Data items:

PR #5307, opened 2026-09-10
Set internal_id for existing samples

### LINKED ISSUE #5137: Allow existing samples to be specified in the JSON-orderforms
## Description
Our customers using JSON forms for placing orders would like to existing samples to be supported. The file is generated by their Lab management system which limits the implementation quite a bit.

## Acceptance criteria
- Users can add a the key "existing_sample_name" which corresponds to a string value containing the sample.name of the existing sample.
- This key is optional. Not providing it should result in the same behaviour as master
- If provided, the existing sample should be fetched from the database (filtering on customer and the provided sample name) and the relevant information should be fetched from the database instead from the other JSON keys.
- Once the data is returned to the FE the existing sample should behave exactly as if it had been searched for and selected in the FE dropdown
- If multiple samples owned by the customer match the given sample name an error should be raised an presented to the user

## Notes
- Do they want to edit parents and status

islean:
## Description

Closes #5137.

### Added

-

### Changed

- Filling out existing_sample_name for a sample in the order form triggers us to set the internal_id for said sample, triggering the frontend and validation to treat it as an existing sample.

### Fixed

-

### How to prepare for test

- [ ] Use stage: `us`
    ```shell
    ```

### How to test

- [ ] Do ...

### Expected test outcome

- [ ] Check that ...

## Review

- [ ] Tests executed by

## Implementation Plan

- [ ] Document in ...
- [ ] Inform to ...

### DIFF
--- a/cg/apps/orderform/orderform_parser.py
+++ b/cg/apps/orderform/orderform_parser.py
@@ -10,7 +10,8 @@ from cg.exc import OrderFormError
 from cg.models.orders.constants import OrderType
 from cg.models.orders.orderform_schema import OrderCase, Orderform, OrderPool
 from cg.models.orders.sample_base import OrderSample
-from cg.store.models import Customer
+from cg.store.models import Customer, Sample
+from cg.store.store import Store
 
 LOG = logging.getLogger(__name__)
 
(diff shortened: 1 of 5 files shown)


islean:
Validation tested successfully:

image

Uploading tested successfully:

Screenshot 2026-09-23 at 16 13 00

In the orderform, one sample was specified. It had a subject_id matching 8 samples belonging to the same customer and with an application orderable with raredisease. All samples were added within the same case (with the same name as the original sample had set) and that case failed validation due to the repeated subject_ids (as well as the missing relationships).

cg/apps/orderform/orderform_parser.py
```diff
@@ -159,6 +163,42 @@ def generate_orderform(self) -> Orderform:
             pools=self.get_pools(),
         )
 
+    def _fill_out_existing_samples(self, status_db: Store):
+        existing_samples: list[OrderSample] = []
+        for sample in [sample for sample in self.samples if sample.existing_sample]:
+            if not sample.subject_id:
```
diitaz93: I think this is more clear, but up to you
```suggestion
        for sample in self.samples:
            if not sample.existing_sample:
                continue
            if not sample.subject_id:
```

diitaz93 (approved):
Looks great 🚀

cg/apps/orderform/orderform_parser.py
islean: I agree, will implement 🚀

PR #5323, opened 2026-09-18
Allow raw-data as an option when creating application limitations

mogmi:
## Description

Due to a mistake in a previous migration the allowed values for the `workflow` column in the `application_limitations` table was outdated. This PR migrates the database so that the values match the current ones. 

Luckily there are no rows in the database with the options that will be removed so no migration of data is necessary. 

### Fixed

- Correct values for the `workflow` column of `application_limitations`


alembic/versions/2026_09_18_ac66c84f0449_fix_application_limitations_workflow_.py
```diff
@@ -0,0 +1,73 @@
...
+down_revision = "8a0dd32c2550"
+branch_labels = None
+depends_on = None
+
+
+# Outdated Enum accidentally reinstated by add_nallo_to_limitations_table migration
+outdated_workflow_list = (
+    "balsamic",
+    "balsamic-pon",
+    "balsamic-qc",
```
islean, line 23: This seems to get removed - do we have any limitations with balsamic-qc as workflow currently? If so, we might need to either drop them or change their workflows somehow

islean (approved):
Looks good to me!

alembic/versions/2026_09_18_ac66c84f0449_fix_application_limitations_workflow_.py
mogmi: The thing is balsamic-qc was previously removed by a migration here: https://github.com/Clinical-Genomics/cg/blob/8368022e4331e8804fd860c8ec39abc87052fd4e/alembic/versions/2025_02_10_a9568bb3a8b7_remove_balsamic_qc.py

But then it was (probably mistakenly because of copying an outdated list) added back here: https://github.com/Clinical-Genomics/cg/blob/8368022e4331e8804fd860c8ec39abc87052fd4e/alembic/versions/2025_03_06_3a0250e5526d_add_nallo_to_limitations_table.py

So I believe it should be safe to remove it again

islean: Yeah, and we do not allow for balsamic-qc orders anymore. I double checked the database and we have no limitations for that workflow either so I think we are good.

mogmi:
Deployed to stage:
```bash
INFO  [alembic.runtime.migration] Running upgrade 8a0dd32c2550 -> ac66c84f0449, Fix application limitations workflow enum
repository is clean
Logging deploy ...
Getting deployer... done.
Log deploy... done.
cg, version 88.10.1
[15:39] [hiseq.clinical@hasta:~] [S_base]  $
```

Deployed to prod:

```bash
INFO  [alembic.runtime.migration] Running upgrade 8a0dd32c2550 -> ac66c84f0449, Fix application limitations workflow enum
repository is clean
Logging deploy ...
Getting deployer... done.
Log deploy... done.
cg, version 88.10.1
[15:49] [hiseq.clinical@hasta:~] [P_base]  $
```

What is required: Write the complete data out, exactly as above.

Written reply:
PR #5307, opened 2026-09-10
Set internal_id for existing samples

### LINKED ISSUE #5137: Allow existing samples to be specified in the JSON-orderforms
## Description
Our customers using JSON forms for placing orders would like to existing samples to be supported. The file is generated by their Lab management system which limits the implementation quite a bit.

## Acceptance criteria
- Users can add a the key "existing_sample_name" which corresponds to a string value containing the sample.name of the existing sample.
- This key is optional. Not providing it should result in the same behaviour as master
- If provided, the existing sample should be fetched from the database (filtering on customer and the provided sample name) and the relevant information should be fetched from the database instead from the other JSON keys.
- Once the data is returned to the FE the existing sample should behave exactly as if it had been searched for and selected in the FE dropdown
- If multiple samples owned by the customer match the given sample name an error should be raised an presented to the user

## Notes
- Do they want to edit parents and status

islean:
## Description

Closes #5137.

### Added

-

### Changed

- Filling out existing_sample_name for a sample in the order form triggers us to set the internal_id for said sample, triggering the frontend and validation to treat it as an existing sample.

### Fixed

-

### How to prepare for test

- [ ] Use stage: `us`
    ```shell
    ```

### How to test

- [ ] Do ...

### Expected test outcome

- [ ] Check that ...

## Review

- [ ] Tests executed by

## Implementation Plan

- [ ] Document in ...
- [ ] Inform to ...

### DIFF
--- a/cg/apps/orderform/orderform_parser.py
+++ b/cg/apps/orderform/orderform_parser.py
@@ -10,7 +10,8 @@ from cg.exc import OrderFormError
 from cg.models.orders.constants import OrderType
 from cg.models.orders.orderform_schema import OrderCase, Orderform, OrderPool
 from cg.models.orders.sample_base import OrderSample
-from cg.store.models import Customer
+from cg.store.models import Customer, Sample
+from cg.store.store import Store
 
 LOG = logging.getLogger(__name__)
 
(diff shortened: 1 of 5 files shown)


islean:
Validation tested successfully:

image

Uploading tested successfully:

Screenshot 2026-09-23 at 16 13 00

In the orderform, one sample was specified. It had a subject_id matching 8 samples belonging to the same customer and with an application orderable with raredisease. All samples were added within the same case (with the same name as the original sample had set) and that case failed validation due to the repeated subject_ids (as well as the missing relationships).

cg/apps/orderform/orderform_parser.py
```diff
@@ -159,6 +163,42 @@ def generate_orderform(self) -> Orderform:
             pools=self.get_pools(),
         )
 
+    def _fill_out_existing_samples(self, status_db: Store):
+        existing_samples: list[OrderSample] = []
+        for sample in [sample for sample in self.samples if sample.existing_sample]:
+            if not sample.subject_id:
```
diitaz93: I think this is more clear, but up to you
```suggestion
        for sample in self.samples:
            if not sample.existing_sample:
                continue
            if not sample.subject_id:
```

diitaz93 (approved):
Looks great 🚀

cg/apps/orderform/orderform_parser.py
islean: I agree, will implement 🚀

PR #5323, opened 2026-09-18
Allow raw-data as an option when creating application limitations

mogmi:
## Description

Due to a mistake in a previous migration the allowed values for the `workflow` column in the `application_limitations` table was outdated. This PR migrates the database so that the values match the current ones. 

Luckily there are no rows in the database with the options that will be removed so no migration of data is necessary. 

### Fixed

- Correct values for the `workflow` column of `application_limitations`


alembic/versions/2026_09_18_ac66c84f0449_fix_application_limitations_workflow_.py
```diff
@@ -0,0 +1,73 @@
...
+down_revision = "8a0dd32c2550"
+branch_labels = None
+depends_on = None
+
+
+# Outdated Enum accidentally reinstated by add_nallo_to_limitations_table migration
+outdated_workflow_list = (
+    "balsamic",
+    "balsamic-pon",
+    "balsamic-qc",
```
islean, line 23: This seems to get removed - do we have any limitations with balsamic-qc as workflow currently? If so, we might need to either drop them or change their workflows somehow

islean (approved):
Looks good to me!

alembic/versions/2026_09_18_ac66c84f0449_fix_application_limitations_workflow_.py
mogmi: The thing is balsamic-qc was previously removed by a migration here: https://github.com/Clinical-Genomics/cg/blob/8368022e4331e8804fd860c8ec39abc87052fd4e/alembic/versions/2025_02_10_a9568bb3a8b7_remove_balsamic_qc.py

But then it was (probably mistakenly because of copying an outdated list) added back here: https://github.com/Clinical-Genomics/cg/blob/8368022e4331e8804fd860c8ec39abc87052fd4e/alembic/versions/2025_03_06_3a0250e5526d_add_nallo_to_limitations_table.py

So I believe it should be safe to remove it again

islean: Yeah, and we do not allow for balsamic-qc orders anymore. I double checked the database and we have no limitations for that workflow either so I think we are good.

mogmi:
Deployed to stage:
```bash
INFO  [alembic.runtime.migration] Running upgrade 8a0dd32c2550 -> ac66c84f0449, Fix application limitations workflow enum
repository is clean
Logging deploy ...
Getting deployer... done.
Log deploy... done.
cg, version 88.10.1
[15:39] [hiseq.clinical@hasta:~] [S_base]  $
```

Deployed to prod:

```bash
INFO  [alembic.runtime.migration] Running upgrade 8a0dd32c2550 -> ac66c84f0449, Fix application limitations workflow enum
repository is clean
Logging deploy ...
Getting deployer... done.
Log deploy... done.
cg, version 88.10.1
[15:49] [hiseq.clinical@hasta:~] [P_base]  $
```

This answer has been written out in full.